In the past we have wrote about using simulation to build synthetic datasets for trajectory analysis due to the limited availability of real world comprehensive datasets. In relation to this work we  (Andreas Züfle, Dieter Pfoser, Carola Wenk, Hamdi Kavak, Taylor Anderson, Joon-Seok Kim, Nathan Holt, Andrew DiAntonio and myself) have a new vision paper entitled "In Silico Human Mobility Data Science: Leveraging Massive Simulated Mobility Data" published in Transactions on Spatial Algorithms and Systems

In the paper we sketch out a framework  for in silico mobility data science. The rationale being in someway that mobility data alone does not tell us much about why people do what do and to quote from the paper "but imagine a world where we can go back in time to ask people about the purpose of their mobility to understand why an individual visited a place of interest." By building models (aka, agent-based models) we can do just that which therefore allows us to build in silico human mobility data  

To build this argument, in the paper we review existing data sets of individual human mobility and their limitations in terms of size and representativeness. We then survey existing simulation frameworks that generate individual human mobility data and comment on their limitations before presenting our vision of a scalable in silico world that captures realistic human patterns of life and allows us to generate massive datasets as sandboxes for human mobility data science. Building off this we describe a small sample of applications and research directions that would be enabled by such massive individual human mobility datasets if our vision came true.

If this sounds of interest, below we provide the abstract to the paper, some of the figures we use to highlight our argument and our envisioned framework that could exhibit both realistic behavior and realistic movement. Finally at the bottom of the post we provide a reference and a link to the paper itself. As always, any thoughts or comments are most welcome. 

Abstract:

Human mobility data science using trajectories or check-ins of individuals has many applications. Recently, we have seen a plethora of research efforts that tackle these applications. However, research progress in this field is limited by a lack of large and representative datasets. The largest and most commonly used dataset of individual human trajectories captures fewer than 200 individuals while data sets of individual human check-ins capture fewer than 100 check-ins per city per day. Thus, it is not clear if findings from the human mobility data science community would generalize to large populations. Since obtaining massive, representative, and individual-level human mobility data is hard to come by due to privacy considerations, the vision of this paper is to embrace the use of data generated by large-scale socially realistic microsimulations. Informed by both real data and leveraging social and behavioral theories, massive spatially explicit microsimulations may allow us to simulate entire megacities at the person level. The simulated worlds, which do not capture any identifiable personal information, allow us to perform “in silico” experiments using the simulated world as a sandbox in which we have perfect information and perfect control without jeopardizing the privacy of any actual individual. In silico experiments have become commonplace in other scientific domains such as chemistry and biology, permitting experiments that foster the understanding of concepts without any harm to individuals. This work describes challenges and opportunities for leveraging massive and realistic simulated alternate worlds for in silico human mobility data science.

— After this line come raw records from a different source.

PR #523, opened 2023-09-12
Refactor endpoint probe check

laurafitzgerald:
**What**
A refactor on how we are evaluating endpoints based on health checks
Doing this first and updating the MultiClusterGatewayTarget before attempting to setEndpoints.
Unit tests have been adjusted
No changes required to the integration tests as the functionality here isn't changing, just the approach.

**Verification**
Follow steps described in https://github.com/Kuadrant/multicluster-gateway-controller/pull/412 as this is a refactor, functionality shouldn't be changed.
Also integration tests covered all cases and those have passed without any change.


pkg/dns/target.go
```diff
@@ -153,6 +153,70 @@ func (t *ClusterGatewayTarget) setGeo(defaultGeo GeoCode) {
...
+	return retProbes
+}
+
+func dnsHealthCheckProbeName(address, gatewayName, listenerName string) string {
+	return fmt.Sprintf("%s-%s", address, dnsRecordName(gatewayName, listenerName))
+}
+
+func dnsRecordName(gatewayName, listenerName string) string {
+	return fmt.Sprintf("%s-%s", gatewayName, listenerName)
+}
```
laurafitzgerald, line 218: Need to find a better way to manage these as they are currently duplicated as cannot import the package.

pkg/dns/target.go
```diff
@@ -153,6 +153,70 @@ func (t *ClusterGatewayTarget) setGeo(defaultGeo GeoCode) {
...
+	//Build a map of gateway addresses and their health status
+	gwAddressHealth := map[string]bool{}
+	allunhealthy := true
+	for _, cgt := range t.ClusterGatewayTargets {
+		for _, gwa := range cgt.GatewayAddresses {
+			gwProbes := getProbeForGatewayAddress(probes, gwa, t.Gateway.Name, string(listener.Name))
+			//if all probes are unhealthy return as we want to include all endpoints
+			if len(gwProbes) > 1 {
+				fmt.Println("more than 1 probe found")
+			}
```
mikenairn, line 172: Can remove this i think?

pkg/dns/target.go
```diff
@@ -153,6 +153,70 @@ func (t *ClusterGatewayTarget) setGeo(defaultGeo GeoCode) {
...
+	if len(probes) == 0 {
+		return
+	}
+
+	//Build a map of gateway addresses and their health status
+	gwAddressHealth := map[string]bool{}
+	allunhealthy := true
+	for _, cgt := range t.ClusterGatewayTargets {
+		for _, gwa := range cgt.GatewayAddresses {
+			gwProbes := getProbeForGatewayAddress(probes, gwa, t.Gateway.Name, string(listener.Name))
```
mikenairn, line 168: Why would we ever have more than one probe for a gateway/listeenr/address?

pkg/dns/target.go
mikenairn: Hmm, not ideal. We really shouldn't be using the name as the unique id anyway, labels and selectors would probably be a better way of selecting matching resources, not that that helps here.

You could at least get rid of the duplication of `dnsRecordName` by changing `dnsHealthCheckProbeName` to `fmt.Sprintf("%s-%s", address, gatewayName, listenerName)`, your not gaining much by calling it.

Key Words: Spatial Simulation, Mobility Data Science, Trajectory Data, Location Based Social Network Data, In Silico

The envisioned in silico mobility data science process- (let:) A massive microsimulation is created to simulate realistic human behavior specified by a user through an AI-supported builder tool. (middle:) The microsimulation generates massive datasets, including high-fidelity trajectories of all individuals over years of simulation time. This data, which is 100% accurate and complete (in the simulated world) is then sampled to generate realistic datasets. (right:) These datasets are then used to perform mobility data science tasks in the simulated in silico world as if it was the real world. The results of these tasks can then be compared to the ground truth data (of the simulated in silico world) for validation.

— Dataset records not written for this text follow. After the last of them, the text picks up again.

Issue #540, opened 2023-09-13
[BUG]Quick start script failing periodically waiting for istio system


R-Lawton:
## WHAT: 
The quick start script is falling periodically while waiting for the following line to finish https://github.com/Kuadrant/multicluster-gateway-controller/blob/main/hack/.deployUtils#L423

Error:
```
deployment.apps/mgc-cert-manager-webhook condition met
Waiting for istio deployments to be ready
deployment.apps/istio-operator condition met
error: no matching resources found
```

maleck13:
hmm looking at the script I see

```
kubectl -n istio-operator wait --timeout=300s --for=condition=Available deployments --all
kubectl -n istio-system wait --timeout=300s --for=condition=Available deployments --all
```
So perhaps the namespace `istio-operator` is not there?

PR #542, opened 2023-09-13
Gh 540

R-Lawton:
`export MGC_BRANCH=gh-540 export  MGC_ACCOUNT=R-Lawton`

`curl https://raw.githubusercontent.com/R-Lawton/multicluster-gateway-controller/gh-540/hack/quickstart-setup.sh | bash`

Screenshot 2023-09-14 at 12 45 33

### DIFF
--- a/hack/.deployUtils
+++ b/hack/.deployUtils
@@ -418,9 +418,9 @@ deployQuickStartControl() {
     kubectl -n metallb-system wait --for=condition=ready pod --selector=app=metallb --timeout=300s
     echo "Waiting for cert-manager deployments to be ready"
     kubectl -n cert-manager wait --timeout=300s --for=condition=Available deployments --all
-    echo "Waiting for istio deployments to be ready"
-    kubectl -n istio-operator wait --timeout=350s --for=condition=Available deployments --all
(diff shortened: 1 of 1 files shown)


maleck13:
So I was thinking about this, I am not sure increasing the timeout is actually the solution. 
If we look at the error
```
deployment.apps/mgc-cert-manager-webhook condition met
Waiting for istio deployments to be ready
deployment.apps/istio-operator condition met
error: no matching resources found
```
it is that there are no matching resources found. So I think it is more likely that we are doing the check before the deployment is in place. So adding more time wont stop the error IMO

R-Lawton:
> So I was thinking about this, I am not sure increasing the timeout is actually the solution. If we look at the error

The Patterns of Life Simulation. A video of the simulation can be found at: https://www.youtube.com/watch?v=rP1PDyQAQ5M.
Envisioned framework for a simulation that exhibits both realistic behavior and realistic movement.

Full reference: 

Züfle, A., Pfoser, D., Wenk, C., Crooks, A.T., Kavak, H., Anderson, T., Kim, J-S., Holt, N. and Diantonio, A. (2024), In Silico Human Mobility Data Science: Leveraging Massive Simulated Mobility Data (Vision Paper), Transactions on Spatial Algorithms and Systems (pdf).